Directions.
Set every record down again, identical to the original.

______________________________

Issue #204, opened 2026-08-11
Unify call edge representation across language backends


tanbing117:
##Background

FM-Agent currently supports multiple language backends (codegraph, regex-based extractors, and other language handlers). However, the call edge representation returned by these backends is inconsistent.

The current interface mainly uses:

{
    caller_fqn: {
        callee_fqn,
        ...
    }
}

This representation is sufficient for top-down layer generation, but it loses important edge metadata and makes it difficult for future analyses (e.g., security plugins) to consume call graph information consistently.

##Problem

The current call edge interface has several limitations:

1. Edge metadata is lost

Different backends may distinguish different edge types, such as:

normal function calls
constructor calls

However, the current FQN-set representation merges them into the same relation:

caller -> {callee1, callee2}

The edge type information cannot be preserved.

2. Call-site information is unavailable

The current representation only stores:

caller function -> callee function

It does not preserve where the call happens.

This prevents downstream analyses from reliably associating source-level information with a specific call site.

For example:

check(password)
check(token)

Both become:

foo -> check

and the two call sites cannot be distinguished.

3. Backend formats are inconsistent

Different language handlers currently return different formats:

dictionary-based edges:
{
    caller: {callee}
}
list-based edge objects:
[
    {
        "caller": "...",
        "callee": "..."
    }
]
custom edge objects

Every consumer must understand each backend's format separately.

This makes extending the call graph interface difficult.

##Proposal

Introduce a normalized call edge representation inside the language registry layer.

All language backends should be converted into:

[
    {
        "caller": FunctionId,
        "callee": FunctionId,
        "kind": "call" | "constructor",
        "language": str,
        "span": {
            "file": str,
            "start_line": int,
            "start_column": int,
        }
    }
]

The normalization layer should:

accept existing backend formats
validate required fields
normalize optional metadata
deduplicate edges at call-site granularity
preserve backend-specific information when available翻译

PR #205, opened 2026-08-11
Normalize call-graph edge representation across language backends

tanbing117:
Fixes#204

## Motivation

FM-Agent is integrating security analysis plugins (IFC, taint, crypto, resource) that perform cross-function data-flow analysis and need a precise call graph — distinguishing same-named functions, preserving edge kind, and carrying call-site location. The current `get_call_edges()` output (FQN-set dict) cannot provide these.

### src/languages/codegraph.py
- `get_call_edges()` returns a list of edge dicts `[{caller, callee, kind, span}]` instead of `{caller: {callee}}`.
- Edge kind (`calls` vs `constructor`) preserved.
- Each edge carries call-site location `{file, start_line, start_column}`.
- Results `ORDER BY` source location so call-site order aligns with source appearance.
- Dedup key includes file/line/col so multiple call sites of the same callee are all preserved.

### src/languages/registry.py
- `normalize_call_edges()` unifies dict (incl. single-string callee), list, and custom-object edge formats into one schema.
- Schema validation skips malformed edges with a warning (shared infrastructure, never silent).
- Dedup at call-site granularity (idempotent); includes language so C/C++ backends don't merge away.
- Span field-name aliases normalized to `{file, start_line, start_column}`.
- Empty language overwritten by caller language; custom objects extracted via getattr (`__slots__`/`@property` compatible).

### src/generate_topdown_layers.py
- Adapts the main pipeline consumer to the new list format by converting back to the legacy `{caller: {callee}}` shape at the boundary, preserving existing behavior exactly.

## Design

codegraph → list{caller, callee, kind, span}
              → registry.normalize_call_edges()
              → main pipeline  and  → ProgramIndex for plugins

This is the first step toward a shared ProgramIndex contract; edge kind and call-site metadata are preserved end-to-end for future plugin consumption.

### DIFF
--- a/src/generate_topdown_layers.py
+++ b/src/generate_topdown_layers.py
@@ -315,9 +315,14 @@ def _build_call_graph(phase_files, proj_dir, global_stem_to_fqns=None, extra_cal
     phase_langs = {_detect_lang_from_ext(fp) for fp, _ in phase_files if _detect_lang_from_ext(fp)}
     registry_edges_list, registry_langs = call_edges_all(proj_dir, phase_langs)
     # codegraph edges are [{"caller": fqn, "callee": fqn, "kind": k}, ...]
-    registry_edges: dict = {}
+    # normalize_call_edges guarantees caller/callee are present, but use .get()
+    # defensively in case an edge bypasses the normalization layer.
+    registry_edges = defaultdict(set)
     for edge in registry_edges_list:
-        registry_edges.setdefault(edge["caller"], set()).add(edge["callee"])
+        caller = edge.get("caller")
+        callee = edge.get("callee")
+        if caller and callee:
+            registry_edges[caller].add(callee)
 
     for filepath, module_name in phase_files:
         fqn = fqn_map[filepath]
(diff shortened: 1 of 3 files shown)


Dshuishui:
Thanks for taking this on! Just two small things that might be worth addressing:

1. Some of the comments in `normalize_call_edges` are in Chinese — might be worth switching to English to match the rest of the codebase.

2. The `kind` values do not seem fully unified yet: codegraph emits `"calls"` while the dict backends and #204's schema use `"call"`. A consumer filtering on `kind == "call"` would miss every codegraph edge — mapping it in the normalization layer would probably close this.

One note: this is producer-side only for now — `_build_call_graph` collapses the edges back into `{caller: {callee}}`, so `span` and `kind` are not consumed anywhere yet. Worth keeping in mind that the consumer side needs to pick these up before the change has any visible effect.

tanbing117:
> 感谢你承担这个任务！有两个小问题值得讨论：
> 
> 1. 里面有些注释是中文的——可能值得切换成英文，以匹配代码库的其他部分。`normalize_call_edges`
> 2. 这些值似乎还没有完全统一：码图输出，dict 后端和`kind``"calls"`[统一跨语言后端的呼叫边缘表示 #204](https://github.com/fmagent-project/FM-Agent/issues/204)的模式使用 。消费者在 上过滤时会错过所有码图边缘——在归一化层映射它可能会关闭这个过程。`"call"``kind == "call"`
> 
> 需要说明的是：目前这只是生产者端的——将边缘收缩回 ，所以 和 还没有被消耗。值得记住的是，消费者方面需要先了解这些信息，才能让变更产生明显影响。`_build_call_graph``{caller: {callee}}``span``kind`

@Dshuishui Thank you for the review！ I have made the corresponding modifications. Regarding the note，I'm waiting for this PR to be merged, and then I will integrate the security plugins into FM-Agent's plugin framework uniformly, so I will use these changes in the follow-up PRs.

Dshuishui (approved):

______________________________

Response.
Issue #204, opened 2026-08-11
Unify call edge representation across language backends


tanbing117:
##Background

FM-Agent currently supports multiple language backends (codegraph, regex-based extractors, and other language handlers). However, the call edge representation returned by these backends is inconsistent.

The current interface mainly uses:

{
    caller_fqn: {
        callee_fqn,
        ...
    }
}

This representation is sufficient for top-down layer generation, but it loses important edge metadata and makes it difficult for future analyses (e.g., security plugins) to consume call graph information consistently.

##Problem

The current call edge interface has several limitations:

1. Edge metadata is lost

Different backends may distinguish different edge types, such as:

normal function calls
constructor calls

However, the current FQN-set representation merges them into the same relation:

caller -> {callee1, callee2}

The edge type information cannot be preserved.

2. Call-site information is unavailable

The current representation only stores:

caller function -> callee function

It does not preserve where the call happens.

This prevents downstream analyses from reliably associating source-level information with a specific call site.

For example:

check(password)
check(token)

Both become:

foo -> check

and the two call sites cannot be distinguished.

3. Backend formats are inconsistent

Different language handlers currently return different formats:

dictionary-based edges:
{
    caller: {callee}
}
list-based edge objects:
[
    {
        "caller": "...",
        "callee": "..."
    }
]
custom edge objects

Every consumer must understand each backend's format separately.

This makes extending the call graph interface difficult.

##Proposal

Introduce a normalized call edge representation inside the language registry layer.

All language backends should be converted into:

[
    {
        "caller": FunctionId,
        "callee": FunctionId,
        "kind": "call" | "constructor",
        "language": str,
        "span": {
            "file": str,
            "start_line": int,
            "start_column": int,
        }
    }
]

The normalization layer should:

accept existing backend formats
validate required fields
normalize optional metadata
deduplicate edges at call-site granularity
preserve backend-specific information when available翻译

PR #205, opened 2026-08-11
Normalize call-graph edge representation across language backends

tanbing117:
Fixes#204

## Motivation

FM-Agent is integrating security analysis plugins (IFC, taint, crypto, resource) that perform cross-function data-flow analysis and need a precise call graph — distinguishing same-named functions, preserving edge kind, and carrying call-site location. The current `get_call_edges()` output (FQN-set dict) cannot provide these.

### src/languages/codegraph.py
- `get_call_edges()` returns a list of edge dicts `[{caller, callee, kind, span}]` instead of `{caller: {callee}}`.
- Edge kind (`calls` vs `constructor`) preserved.
- Each edge carries call-site location `{file, start_line, start_column}`.
- Results `ORDER BY` source location so call-site order aligns with source appearance.
- Dedup key includes file/line/col so multiple call sites of the same callee are all preserved.

### src/languages/registry.py
- `normalize_call_edges()` unifies dict (incl. single-string callee), list, and custom-object edge formats into one schema.
- Schema validation skips malformed edges with a warning (shared infrastructure, never silent).
- Dedup at call-site granularity (idempotent); includes language so C/C++ backends don't merge away.
- Span field-name aliases normalized to `{file, start_line, start_column}`.
- Empty language overwritten by caller language; custom objects extracted via getattr (`__slots__`/`@property` compatible).

### src/generate_topdown_layers.py
- Adapts the main pipeline consumer to the new list format by converting back to the legacy `{caller: {callee}}` shape at the boundary, preserving existing behavior exactly.

## Design

codegraph → list{caller, callee, kind, span}
              → registry.normalize_call_edges()
              → main pipeline  and  → ProgramIndex for plugins

This is the first step toward a shared ProgramIndex contract; edge kind and call-site metadata are preserved end-to-end for future plugin consumption.

### DIFF
--- a/src/generate_topdown_layers.py
+++ b/src/generate_topdown_layers.py
@@ -315,9 +315,14 @@ def _build_call_graph(phase_files, proj_dir, global_stem_to_fqns=None, extra_cal
     phase_langs = {_detect_lang_from_ext(fp) for fp, _ in phase_files if _detect_lang_from_ext(fp)}
     registry_edges_list, registry_langs = call_edges_all(proj_dir, phase_langs)
     # codegraph edges are [{"caller": fqn, "callee": fqn, "kind": k}, ...]
-    registry_edges: dict = {}
+    # normalize_call_edges guarantees caller/callee are present, but use .get()
+    # defensively in case an edge bypasses the normalization layer.
+    registry_edges = defaultdict(set)
     for edge in registry_edges_list:
-        registry_edges.setdefault(edge["caller"], set()).add(edge["callee"])
+        caller = edge.get("caller")
+        callee = edge.get("callee")
+        if caller and callee:
+            registry_edges[caller].add(callee)
 
     for filepath, module_name in phase_files:
         fqn = fqn_map[filepath]
(diff shortened: 1 of 3 files shown)


Dshuishui:
Thanks for taking this on! Just two small things that might be worth addressing:

1. Some of the comments in `normalize_call_edges` are in Chinese — might be worth switching to English to match the rest of the codebase.

2. The `kind` values do not seem fully unified yet: codegraph emits `"calls"` while the dict backends and #204's schema use `"call"`. A consumer filtering on `kind == "call"` would miss every codegraph edge — mapping it in the normalization layer would probably close this.

One note: this is producer-side only for now — `_build_call_graph` collapses the edges back into `{caller: {callee}}`, so `span` and `kind` are not consumed anywhere yet. Worth keeping in mind that the consumer side needs to pick these up before the change has any visible effect.

tanbing117:
> 感谢你承担这个任务！有两个小问题值得讨论：
> 
> 1. 里面有些注释是中文的——可能值得切换成英文，以匹配代码库的其他部分。`normalize_call_edges`
> 2. 这些值似乎还没有完全统一：码图输出，dict 后端和`kind``"calls"`[统一跨语言后端的呼叫边缘表示 #204](https://github.com/fmagent-project/FM-Agent/issues/204)的模式使用 。消费者在 上过滤时会错过所有码图边缘——在归一化层映射它可能会关闭这个过程。`"call"``kind == "call"`
> 
> 需要说明的是：目前这只是生产者端的——将边缘收缩回 ，所以 和 还没有被消耗。值得记住的是，消费者方面需要先了解这些信息，才能让变更产生明显影响。`_build_call_graph``{caller: {callee}}``span``kind`

@Dshuishui Thank you for the review！ I have made the corresponding modifications. Regarding the note，I'm waiting for this PR to be merged, and then I will integrate the security plugins into FM-Agent's plugin framework uniformly, so I will use these changes in the follow-up PRs.

Dshuishui (approved):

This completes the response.